Suku Karo Jahe ini selain menjadi bagian dari sub-suku Karo, masih terbagi lagi menjadi 2 kelompok kecil, yaitu Karo Sinuan Bunga dan Karo Sinuan Gamber. Pemukiman masyarakat yang disebut sebagai Karo Jahe, tidak seperti masyarakat Karo Gugung yang lebih memilih di daerah pegunungan di sekitar gunung Sibayak dan gunung Sinabung, sedangkan masyarakat Karo Jahe ini menurut orang Karo Gugung, pada awalnya mereka juga berasal dari Karo Gugung, tetapi karena telah terjadi gelombang migrasi ke dataran rendah, dan juga terjadi beberapa konflik di antara mereka, akhirnya sekelompok orang memilih bermigrasi ke dataran rendah, dan tersebar ke beberapa wilayah di Deli Serdang, Langkat hingga ke kota Binjai.

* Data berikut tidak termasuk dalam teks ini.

PR #370, opened 2020-09-11
add version 2 of the exposure detection algorithm

emilianojuang:
#### Description:

Implementation of the exposure detection algorithm V2 for iOS. A new method was added so when deprecating iOS13.5 we can remove it without having too many complications


ios/BT/API/Model/Exposure.swift
```diff
@@ -6,20 +6,11 @@ import RealmSwift
 class Exposure: Object, Codable {
   @objc dynamic var id: String = .default
   @objc dynamic var date: Int = 0
-  @objc dynamic var duration: Double = 0.0
```
lmartensson, line 9: Hm, are these not needed anymore?

ios/BT/ExposureManager.swift
```diff
@@ -244,7 +241,15 @@ final class ExposureManager: NSObject {
   private var isDetectingExposures = false
 
   @discardableResult func detectExposures(completionHandler: @escaping ((ExposureResult) -> Void)) -> Progress {
-    
+    if #available(iOS 13.7, *) {
```
lmartensson, line 253: I don't know anything about iOS development, but the docs here says you're supposed to set v2 in info.plist:
https://developer.apple.com/documentation/exposurenotification (under "Specify Exposure Notification API Version
")
Do you need to do this also, or should this just be done differently?
@mattThousand

ios/BT/ExposureManager.swift
```diff
@@ -297,7 +301,72 @@ final class ExposureManager: NSObject {
...
+      lastProcessedUrlPath = targetUrls.last ?? .default
+      processedFileCount = targetUrls.count
+      let downloadedKeyArchives = try await(self.downloadKeyArchives(targetUrls: targetUrls))
+      unpackedArchiveURLs = try await(self.unpackKeyArchives(packages: downloadedKeyArchives))
+      let exposureConfiguraton = try await(self.getExposureConfigurationV2())
+      var exposureSummary = try await(self.callDetectExposures(configuration: exposureConfiguraton.asENExposureConfiguration,
+                                                               diagnosisKeyURLs: unpackedArchiveURLs))
+      exposureSummary = try await(self.callAggregateDetectExposures(configuration: exposureConfiguraton.asENExposureConfiguration))
+      var newExposures: [Exposure] = []
+      if let summary = exposureSummary {
```
lmartensson: Note that a difference here is that the OS will now keep track of older exposures for you.
What happens if, yesterday, the app detected an exposure that happened a few days ago, and now you run this code again? We wouldn't want to notify again for an exposure we already knew about.

lmartensson (commented):
Looks good overall!

A couple of things to pay attention to, so we don't keep notifying on an exposure we already knew about, plus stuff about how to version things correctly that I'm not sure how they're supposed to work but the apple docs mention info.plist.

Thanks!

ios/BT/ExposureManager.swift
emilianojuang: we are setting ENAPIVersion in build time according to the .env file corresponding to each HA, to me this value should be always be set in 2 now, if the user is running <13.5, ENAPIVersion is ignored, and for those running iOS 13.7+ we always want to use V2

lmartensson:
Ok, sounds good!

mattThousand (changes requested):
Looks great overall! It appears that one test case is failing at the moment however: `testDetectExposuresSuccessScoreBellow`

ios/BT/API/Model/Exposure.swift
mattThousand: the UI only makes use of the exposure's `date` property (the use of `duration` etc is an artifact of an outdated design spec for the UI). This is the current UI for the exposure history screen:
IMG_497B415B1FD4-1

ios/BT/ExposureManager.swift
emilianojuang: uhmmm yes, should would filter exposures by date before scoring?

emilianojuang:
> Looks great overall! It appears that one test case is failing at the moment however: `testDetectExposuresSuccessScoreBellow`

yes, Matt, im working on it, and I will add more tests to v2 algorithm

ios/BT/ExposureManager.swift
lmartensson: I'd want to hear what @mattThousand has to say here as well, but here's what I would think:
- store exposures that led to notifications. this should be at most one per day, since we now have daily summaries.
  I think we do this already right, for the calendar? With the code in Exposure.swift above?
- for each newExposures, that happened on a day that we did *not* already notify for, do notify again
- save new exposures that led to notifications
- It looks to me as if we currently only save the date as meta data for the exposure? If so, we're done. If we care about duration as well, or other meta data, we should make sure to potentially update existing exposures as well, in case we added more exposure to a day we already notified for.

mattThousand: If a day should have at most one exposure, it sounds like you will want to store any exposures that result in notifications in realm (or another option would be to store the exposure's date), and each time this codepath is run, filter out resulting exposures for dates that already have exposures in realm. Duration etc is not used, only the exposure's date

mattThousand (approved):

johnschoeman (approved):
Went over together irl, looks great!

PR #371, opened 2020-09-14
Check for Already Stored Exposures on a Given Date

mattThousand:
Per @lmartensson a user should not be notified for exposures on days for which they have already been notified. This PR checks the database on iOS for existing exposures on a given date before notifying the user and storing the exposure.

### DIFF
--- a/ios/BT/ExposureManager.swift
+++ b/ios/BT/ExposureManager.swift
@@ -337,9 +337,10 @@ final class ExposureManager: NSObject {
       var newExposures: [Exposure] = []
       if let summary = exposureSummary {
         summary.daySummaries.forEach { (daySummary) in
-          if daySummary.isAboveScoreThreshold(with: exposureConfiguraton) {
+          if daySummary.isAboveScoreThreshold(with: exposureConfiguraton) &&
+              self.btSecureStorage.canStoreExposure(for: daySummary.date) {
             let exposure = Exposure(id: UUID().uuidString,
-                                    date: daySummary.date.posixRepresentation)
+                                    date: daySummary.date.toMidnight.posixRepresentation)
             newExposures.append(exposure)
           }
         }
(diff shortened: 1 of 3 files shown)


johnschoeman (approved):
LGTM

ios/BT/ExposureManager.swift
```diff
@@ -337,9 +337,10 @@ final class ExposureManager: NSObject {
       var newExposures: [Exposure] = []
       if let summary = exposureSummary {
         summary.daySummaries.forEach { (daySummary) in
-          if daySummary.isAboveScoreThreshold(with: exposureConfiguraton) {
+          if daySummary.isAboveScoreThreshold(with: exposureConfiguraton) &&
+              self.btSecureStorage.canStoreExposure(for: daySummary.date) {
             let exposure = Exposure(id: UUID().uuidString,
-                                    date: daySummary.date.posixRepresentation)
+                                    date: daySummary.date.toMidnight.posixRepresentation)
```
lmartensson, line 343: I don't think we should do toMidnight here? I believe the dates are already normalized to be by day?

mattThousand: then wouldn't the time of day have no effect? The goal is for each exposure to be saved to the database at the same time of day

mattThousand: let me know if there's a different way to accommodate this: https://github.com/Path-Check/gaen-mobile/pull/370#discussion_r487446174

lmartensson: The documentation doesn't specify with sharp clarity, but just like the previous date fields were rounded by day, I assume this one is too. Let me double check but I'm fairly certain that this already is normalized by day. Rounding the date to start of day here (possibly in a different time zone from how it was rounded in the first place) is what leads to bugs like the one we had before where we couldn't tell what exact day an exposure happened on.

PR #372, opened 2020-09-14
Add learn more URL when it is present

amandabeiner:
## Description:
We want health authorities to be able to specify a "learn more" url that is different than the general authority advice url. This PR reads the LEARN_MORE_URL value from the environment, and sets it on the configuration context. If a learn more url is not provided, it default to the authority advice url.

#### Linked issues:

[GAEN-263](https://pathcheck.atlassian.net/jira/software/projects/GAEN/boards/33/?selectedIssue=GAEN-263)

### TODO:
Update `mobile_resources_commit` after [update](https://github.com/Path-Check/pathcheck-mobile-resources/pull/55) merges.

### DIFF
--- a/src/ConfigurationContext.tsx
+++ b/src/ConfigurationContext.tsx
@@ -11,6 +11,7 @@ export interface Configuration {
   displaySelfAssessment: boolean
   displaySymptomChecker: boolean
   healthAuthorityAdviceUrl: string
+  healthAuthorityLearnMoreUrl: string
   healthAuthorityEulaUrl: string | null
   healthAuthorityName: string
   healthAuthorityPrivacyPolicyUrl: string
@@ -27,6 +28,7 @@ const initialState = {
   displaySelfAssessment: false,
   displaySymptomChecker: false,
   healthAuthorityAdviceUrl: "",
+  healthAuthorityLearnMoreUrl: "",
   healthAuthorityEulaUrl: null,
   healthAuthorityName: "",
   healthAuthorityPrivacyPolicyUrl: "",
@@ -39,6 +41,7 @@ const ConfigurationContext = createContext<Configuration>(initialState)
 const ConfigurationProvider: FunctionComponent = ({ children }) => {
   const {
     AUTHORITY_ADVICE_URL: healthAuthorityAdviceUrl,
+    LEARN_MORE_URL: healthAuthorityLearnMoreUrl,
     GAEN_AUTHORITY_NAME: healthAuthorityName,
     PRIVACY_POLICY_URL: healthAuthorityPrivacyPolicyUrl,
     LEGAL_PRIVACY_POLICY_URL: legalPrivacyPolicyUrl,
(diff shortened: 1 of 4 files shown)


src/ExposureHistory/History/NoExposures.spec.tsx
```diff
@@ -24,29 +24,54 @@ describe("NoExposures", () => {
...
+        expect(
+          queryByText(`Review guidance from ${healthAuthorityName}`),
+        ).not.toBeNull()
+        fireEvent.press(getByText("Learn More"))
+        expect(openURLSpy).toHaveBeenCalledWith(healthAuthorityLearnMoreUrl)
+      })
+    })
+
+    describe("when the health authority has not provided a link", () => {
+      it("", () => {
```
johnschoeman:
```suggestion
      it("should not show a learn more link", () => {
```

src/ExposureHistory/History/NoExposures.spec.tsx
```diff
@@ -24,29 +24,54 @@ describe("NoExposures", () => {
...
-      expect(
-        queryByText(`Review guidance from ${healthAuthorityName}`),
-      ).not.toBeNull()
-      fireEvent.press(getByText("Learn More"))
-      expect(openURLSpy).toHaveBeenCalledWith(healthAuthorityAdviceUrl)
+  describe("clicking the Learn more link", () => {
+    describe("when the health authority has provided a learn more url", () => {
+      it("prompts the user to see HA guidance", () => {
+        expect.assertions(2)
+        const healthAuthorityLearnMoreUrl = "https://www.health.state.mn.us/"
```
johnschoeman:
```suggestion
        const healthAuthorityLearnMoreUrl = "https://www.health.example.com/"
```

src/ConfigurationContext.tsx
```diff
@@ -61,6 +64,7 @@ const ConfigurationProvider: FunctionComponent = ({ children }) => {
         displayReportAnIssue,
         displaySelfAssessment,
         healthAuthorityAdviceUrl,
+        healthAuthorityLearnMoreUrl: learnMoreUrl || healthAuthorityAdviceUrl,
```
johnschoeman: This jumps out as a bit subtle and prone to error/confusion.  Should we default to the advice url? or would it be better to enforce providing a url and otherwise not see a url at all? We could always duplicate the url in the config file itself if we want both to be the same.

johnschoeman (approved):
LGTM!

src/ConfigurationContext.tsx
aledustet: Not sure if we should default to the value from the advice URL, maybe this learn more link should not be rendered if there's not a `LEARN_MORE_URL` I'm not sure we got clarity on this when we discussed it, might be worth circling back.

src/ExposureHistory/History/NoExposures.spec.tsx
aledustet:
```suggestion
      it("does not display the learn more link", () => {
```

aledustet (approved):
Other than consulting the default value for the configuration, I think this one is ready to ⛵

src/ConfigurationContext.tsx
amandabeiner: @johnschoeman @aledustet Would you all recommend that I update the mobile resources repo to set the LEARN_MORE _URL to the AUTHORITY_ADVICE_URL in order to keep the current behavior for other HAs?

johnschoeman: Yes, i think that makes sense to do.

PR #374, opened 2020-09-14
Add content to Connect screen

devinjameson:
Why: we don't have any content on the Connect screen right now.

This commit:
- Adds content to the Connect screen based on the Figma mockups


johnschoeman (approved):
LGTM

src/locales/en.json
```diff
@@ -1,9 +1,10 @@
 {
   "_display_name": "English",
-  "about": {
-    "description": "The {{applicationName}} app is made available by {{healthAuthorityName}}",
+  "connect": {
+    "description": "The {{applicationName}} app is made available by {{healthAuthorityName}}.\n\nFor more information, visit the ",
```
aledustet, line 4: I think that this text should not change if this is meant to be the same as the About screen text. This text will be replaced by configuration from each of the authorities so maybe we should leave the default as is. Probably should confirm with product.

johnschoeman: We should rollback all of these language file changes and use the exact same text, as we dont have time to wait for the translations. We can updated it in a future commit.

devinjameson: I see, thanks that's helpful. I'm going to merge for now just to get this through but will update in the next pass!

PR #376, opened 2020-09-14
Reduce APK size

juancruzgs:
#### Description:

This PR enables [Hermes](https://reactnative.dev/docs/hermes) and [Proguard](https://developer.android.com/studio/build/shrink-code) to reduce the final APK size.

The file size went from `105MB` to `65MB` for production builds.
It will be reduced a bit more when the AAB file is uploaded to Play Store and it generates individual APKs for each architecture.

The code is now obfuscated for `staging` and `release` builds

#### Linked issues:

https://pathcheck.atlassian.net/browse/GAEN-282

### DIFF
--- a/android/app/proguard-rules.pro
+++ b/android/app/proguard-rules.pro
@@ -9,8 +9,17 @@
 
 # Add any project specific keep options here:
 
-# react-native-config, prevents obfuscating of .env flags
--keep class org.pathcheck.covidsafepaths.BuildConfig { *; }
+-keepattributes LineNumberTable,SourceFile
+
+# This allows proguard to strip isLoggable() blocks containing only <=INFO log
+# code from release builds.
+-assumenosideeffects class android.util.Log {
+  public static *** d(...);
+  public static *** v(...);
+  public static *** isLoggable(...);
+}
+
+-dontwarn android.support.annotation.**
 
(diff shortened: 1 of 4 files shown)


package.json
```diff
@@ -42,7 +42,7 @@
     ]
   },
   "dependencies": {
-    "@bugsnag/react-native": "^7.3.2",
+    "@bugsnag/react-native": "^7.3.4",
```
juancruzgs, line 45: Previous versions of Bugsnag have some issues with Proguard, so I had to update to the latest one.
https://github.com/bugsnag/bugsnag-js/blob/next/CHANGELOG.md

android/app/proguard-rules.pro
```diff
@@ -9,8 +9,17 @@
...
--keep class org.pathcheck.covidsafepaths.BuildConfig { *; }
+-keepattributes LineNumberTable,SourceFile
+
+# This allows proguard to strip isLoggable() blocks containing only <=INFO log
+# code from release builds.
+-assumenosideeffects class android.util.Log {
+  public static *** d(...);
+  public static *** v(...);
+  public static *** isLoggable(...);
+}
```
juancruzgs, line 20: Logs are removed from staging/release builds.
I can add them only for staging if we find it useful for QA in the future

johnschoeman (approved):
LGTM!

PR #378, opened 2020-09-14
Fix bug in how it works final button

johnschoeman:
Why:
Currently the final button in the how it works flow has a bug where it
tries to navigate to the "Home" Screen, which no longer exists. The
intended behavior is to navigate to the destinationOnSkip value.

Co-Authored-By: devinjameson <devin@thoughtbot.com>


devinjameson (approved):
🚢  :shipit:

PR #381, opened 2020-09-15
Handle complete call back requested flow

aledustet:
Why:
----

The call back request flow needs to redirect to the origin of the start of such flow. Since it can be from the exposure details screen or the settings/connect screens.

How:
----

Using a simple context surrounding the flow will allow us to pivot the strategy, with extra layers of logic if we need to change it in the future, right now is a simple function that uses the context where the stack is defined to just navigate back from that point.

This Commit:
----

- Add a CallbackFormContext with a completed request handler
- Use the context from the callback form flow to navigate back after completing the flow

Large GIF (428x886)
Large GIF (428x886)

### DIFF
--- a/src/Callback/CallbackFormContext.tsx
+++ b/src/Callback/CallbackFormContext.tsx
@@ -1,0 +1,17 @@
+import { createContext, useContext } from "react"
+
+type CallbackFormContextState = {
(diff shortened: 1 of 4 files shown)


johnschoeman (approved):
LGTM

Beberapa peneliti sejarah, berpendapat bahwa masyarakat Karo Jahe ini adalah keturunan dari Kerajaan Haru yang melarikan diri dan membentuk komunitas suku Karo Jahe yang bermukim di wilayah mereka sekarang ini. Di daerah baru ini mereka hidup di antara budaya Melayu, sehingga beberapa tradisi mereka agak terpengaruh dengan budaya Melayu. Walaupun begitu mereka tetap mempertahankan tradisi dan identitas mereka sebagai suku Karo. Bahasa dan dialek yang mereka pakai juga sedikit tidaknya agak terpengaruh bahasa dan dialek Melayu, sehingga mereka memiliki dialek yang berbeda dengan dialek Karo Gugung.

Sebagian besar masyarakat suku Karo Jahe telah memeluk agama Islam, karena pengaruh dominasi agama masyarakat Melayu yang juga telah lama bermukim di wilayah mereka sekarang. Sedangkan sebagian kecil masyarakat suku Karo Jahe memilih untuk beragama Kristen, sedangkan sisanya masih ada yang mempertahankan agama sipelbegu, yaitu agama tradisional lama, yang dibawa mereka dari wilayah pegunungan dahulu.

Kehidupan sehari -hari masyarakat Karo Jahe ini adalah sebagai petani, terutama pada tanaman sayur-sayuran dan buah-buahan. Selain itu mereka juga menanam tanaman keras seperti kakao dan beberapa jenis tanaman keras lain.